PR #3459, opened 2024-01-10
Androapp 5724 remove organization unit in tei event ds card if user only has access to one org unit

siddh1004:
## Description
IF the user has access to more than one org unit in capture OR search tree  - DISPLAY ORG UNIT IN CARD

IF the user has access to only ONE org unit in capture AND search tree  - DON’T DISPLAY ORG UNIT (Enrolled in/Registered in)

[ jira issue ](https://dhis2.atlassian.net/browse/ANDROAPP-5724)

## Solution description
## Covered unit test cases
- [x] Smartphone Emulator
- [ ] Tablet Emulator
- [ ] Smartphone
- [ ] Tablet
- [ ] 4.4
- [ ] 5.X - 6.X
- [ ] 7.X
- [ ] 8.X
- [ ] 9.X - 10.X
- [x] 11.X - 13.X
- [ ] Other
## Checklist

### DIFF
--- a/app/src/main/java/org/dhis2/usescases/programEventDetail/ProgramEventMapper.kt
+++ b/app/src/main/java/org/dhis2/usescases/programEventDetail/ProgramEventMapper.kt
@@ -5,7 +5,6 @@ import org.dhis2.commons.data.EventViewModel
 import org.dhis2.commons.data.EventViewModelType
 import org.dhis2.commons.data.ProgramEventViewModel
 import org.dhis2.commons.data.tuples.Pair
-import org.dhis2.commons.reporting.CrashReportController
 import org.dhis2.data.dhislogic.DhisPeriodUtils
 import org.dhis2.utils.DateUtils
 import org.hisp.dhis.android.core.D2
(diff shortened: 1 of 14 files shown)


app/src/main/java/org/dhis2/usescases/programEventDetail/ProgramEventMapper.kt
```diff
@@ -32,6 +32,10 @@ class ProgramEventMapper @Inject constructor(
         val programStage =
             d2.programModule().programStages().uid(event.programStage()).blockingGet()
 
+        val dataSetOrgUnitNumber = d2.organisationUnitModule().organisationUnits()
+            .byProgramUids(listOf(event.program()!!))
+            .blockingGet().size
+
         crashReportController.addBreadCrumb(
```
andresmr, line 39: please, can you remove this breadcrumb, we no longer need it.

app/src/main/java/org/dhis2/usescases/programEventDetail/ProgramEventMapper.kt
```diff
@@ -62,6 +66,7 @@ class ProgramEventMapper @Inject constructor(
             },
             nameCategoryOptionCombo =
             getCategoryComboFromOptionCombo(event.attributeOptionCombo())?.displayName(),
+            displayOrgUnitName = dataSetOrgUnitNumber > 1,
```
andresmr, line 69: EventViewModel is a Domain model, indeed it is in `package org.dhis2.commons.data`, `displayOrgUnitName` is more related to presentation logic, so I will evaluate it in a UseCase as you are going to reuse it, and the inject the use case in the classes where you generate the UI model like `ListCardUiModel`. 
You can follow the [Android guidelines](https://developer.android.com/topic/architecture/domain-layer) to generate use cases.

andresmr (changes requested):

app/src/main/java/org/dhis2/usescases/programEventDetail/ProgramEventMapper.kt
siddh1004: breadcrumb removed

app/src/main/java/org/dhis2/usescases/programEventDetail/ProgramEventMapper.kt
siddh1004: `displayOrgUnitName` moved to UI model

andresmr (approved):

mmmateos (approved):

PR #3462, opened 2024-01-10
ANDROAPP-5829-adapt-input-image-to-new-mobile-ui-functionality

msasikanth:


app/src/main/java/org/dhis2/usescases/searchTrackEntity/listView/SearchTEList.kt
```diff
@@ -232,8 +231,13 @@ class SearchTEList : FragmentGlobalAbstract() {
 
     // TODO replace ImageDetailBottomDialog with new mobile ui Image detail component
```
andresmr, line 232: please remove this line

form/src/main/java/org/dhis2/form/ui/FormView.kt
```diff
@@ -963,8 +974,13 @@ class FormView : Fragment() {
 
     // TODO replace ImageDetailBottomDialog with new mobile ui Image detail component
```
andresmr, line 975: Please, remove this commented line

app/src/main/java/org/dhis2/usescases/searchTrackEntity/mapView/SearchTEMap.kt
```diff
@@ -260,14 +259,15 @@ class SearchTEMap : FragmentGlobalAbstract(), MapboxMap.OnMapClickListener {
...
                 if (binding.mapCarousel.carouselEnabled) {
-                    // TODO replace ImageDetailBottomDialog with new mobile ui Image detail component
-                    ImageDetailBottomDialog(
-                        null,
-                        File(path),
-                    ).show(
-                        childFragmentManager,
-                        ImageDetailBottomDialog.TAG,
-                    )
+                    if (!path.isNullOrBlank()) {
```
andresmr, line 262: this nested if is generating a code smell, maybe you can merge them

commons/src/main/java/org/dhis2/commons/dialogs/imagedetail/ImageDetailActivity.kt
```diff
@@ -0,0 +1,79 @@
...
+                title = title.orEmpty(),
+                onDismiss = { finish() },
+                onDownloadButtonClick = { saveImage(imagePath) },
+                onShareButtonClick = { shareImage(imagePath) },
+            )
+        }
+    }
+
+    private fun saveImage(image: String) {
+        // TODO: Implement saving image to disk
```
andresmr, line 56: I would develop a new download image implementation given that the one in Qr it seem is not working properly, and then this new implementation could be reused in other components like QR one. What do you think?

andresmr (changes requested):

commons/src/main/java/org/dhis2/commons/dialogs/imagedetail/ImageDetailActivity.kt
msasikanth: Yeah, we would have to save the image publicly accessible folder like downloads. That should make the implementation simpler. We can do this in another story?

We also need to replace it in other places where the `InputImage` component is used as well (in Forms?), so we can do replace all the save image functionality in a single story. WDYT?

andresmr: yes, it is ok. so we could merge this without implementation and the develop the other one separately

andresmr (approved):

xavimolloy (approved):

PR #3525, opened 2024-03-10
Update SearchTETest

andresmr:
## Description
Update SearchTETest class with lazynActivityScenarioRule and composeTestRule


Jenkinsfile
andresmr, line 1: I removed these steps due to they are performed in GithubActions

PR #3535, opened 2024-03-13
ANDROAPP-5799-search-enroll-button

msasikanth:
~~Unfortunately the query data is not observable, so i couldn't observe it to make changes to the UI to hide/show the new button. We need to make it observable to do it.~~


msasikanth:
> ~Unfortunately the query data is not observable, so i couldn't observe it to make changes to the UI to hide/show the new button. We need to make it observable to do it.~

While the query data is not mutable, the UI state is. So, I decided to use that as key for composables to recompose them and get the latest query data whenever UI state changes. Since it's not a disk or expensive operation, it shouldn't causing any performance issues.

xavimolloy (approved):

msasikanth:
@andresmr the failing test here passed locally, not sure if that is a flaky one.

andresmr (approved):

PR #3553, opened 2024-03-19
fi: [ANDROAPP-6004] All {TE Type} search now show too many result.

ferdyrod:
## Description

## Solution description
## Covered unit test cases
- [ ] Smartphone Emulator
- [ ] Tablet Emulator
- [ ] Smartphone
- [ ] Tablet
- [ ] 4.4
- [ ] 5.X - 6.X
- [ ] 7.X
- [ ] 8.X
- [ ] 9.X - 10.X
- [ ] 11.X - 13.X
- [ ] Other
## Checklist

### DIFF
--- a/app/src/main/java/org/dhis2/usescases/searchTrackEntity/ui/mapper/TEICardMapper.kt
+++ b/app/src/main/java/org/dhis2/usescases/searchTrackEntity/ui/mapper/TEICardMapper.kt
@@ -129,8 +129,13 @@ class TEICardMapper(
                 list = list,
                 enrolledPrograms = searchTEIModel.programInfo,
             )
+            val programUid: String = if (searchTEIModel.selectedEnrollment != null) {
+                searchTEIModel.selectedEnrollment.program().toString()
+            } else {
+                ""
+            }
             checkEnrollmentStatus(
-                programUid = searchTEIModel.selectedEnrollment.program()!!,
+                programUid = programUid,
                 list = list,
                 status = searchTEIModel.selectedEnrollment?.status(),
             )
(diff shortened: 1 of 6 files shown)


app/src/main/java/org/dhis2/usescases/searchTrackEntity/ui/mapper/TEICardMapper.kt
```diff
@@ -129,8 +129,13 @@ class TEICardMapper(
                 list = list,
                 enrolledPrograms = searchTEIModel.programInfo,
             )
+            val programUid: String = if (searchTEIModel.selectedEnrollment != null) {
+                searchTEIModel.selectedEnrollment.program().toString()
+            } else {
+                ""
```
andresmr, line 135: which are the consecuences of having programUid as an emtpy string?

mmmateos (approved):

app/src/main/java/org/dhis2/usescases/searchTrackEntity/ui/mapper/TEICardMapper.kt
ferdyrod: This is use to get a custom enrollmentLabel if there is one. If this is empty it will have the same impact as if it is null. It will show the default string "enrollment(s)"

andresmr: so, what do you think about setting it as null if we don't have a prograUid, I think considering empty string as null might cause unexpected flows that can be invisible for us.  What do you think?

ferdyrod: It's ok, I'll change so that the method checkEnrollmentStatus accepts null value as programUid

Balcan (approved):

PR #3558, opened 2024-03-20
ANDROAPP-5712-sync-stops-when-users-click-outside-the-sync-pop-up-card

msasikanth:


app/src/main/java/org/dhis2/utils/granularsync/SyncStatusDialog.kt
```diff
@@ -94,23 +99,37 @@ class SyncStatusDialog : BottomSheetDialogFragment(), GranularSyncContracts.View
         container: ViewGroup?,
         savedInstanceState: Bundle?,
     ): View {
-        return ComposeView(requireContext()).apply {
-            setViewCompositionStrategy(ViewCompositionStrategy.DisposeOnViewTreeLifecycleDestroyed)
-            setContent {
-                Mdc3Theme {
-                    val syncState by viewModel.currentState.collectAsState()
-                    syncState?.let { syncUiState ->
+        viewLifecycleOwner.lifecycleScope.launch {
```
andresmr, line 102: Can you explain why are we observing `currentState` here,  I see when user interacts with the dialog the panel is dismissed, so why collecting it here?

msasikanth: We are observing it to react to the sync state changes and show snackbar or enable/disable touch outside to dismiss the sheet.

We were previously doing this in the composable with `collectAsState`, but that `when` block will get triggered every time there is a recomposition, which is not ideal. So, moved it outside to a proper lifecycle observable instead.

**What you will do**
What lines of the listing contain the word "searchTrackEntity"? Copy them all.

**Task response**
app/src/main/java/org/dhis2/usescases/searchTrackEntity/listView/SearchTEList.kt
app/src/main/java/org/dhis2/usescases/searchTrackEntity/mapView/SearchTEMap.kt
--- a/app/src/main/java/org/dhis2/usescases/searchTrackEntity/ui/mapper/TEICardMapper.kt
+++ b/app/src/main/java/org/dhis2/usescases/searchTrackEntity/ui/mapper/TEICardMapper.kt
app/src/main/java/org/dhis2/usescases/searchTrackEntity/ui/mapper/TEICardMapper.kt
app/src/main/java/org/dhis2/usescases/searchTrackEntity/ui/mapper/TEICardMapper.kt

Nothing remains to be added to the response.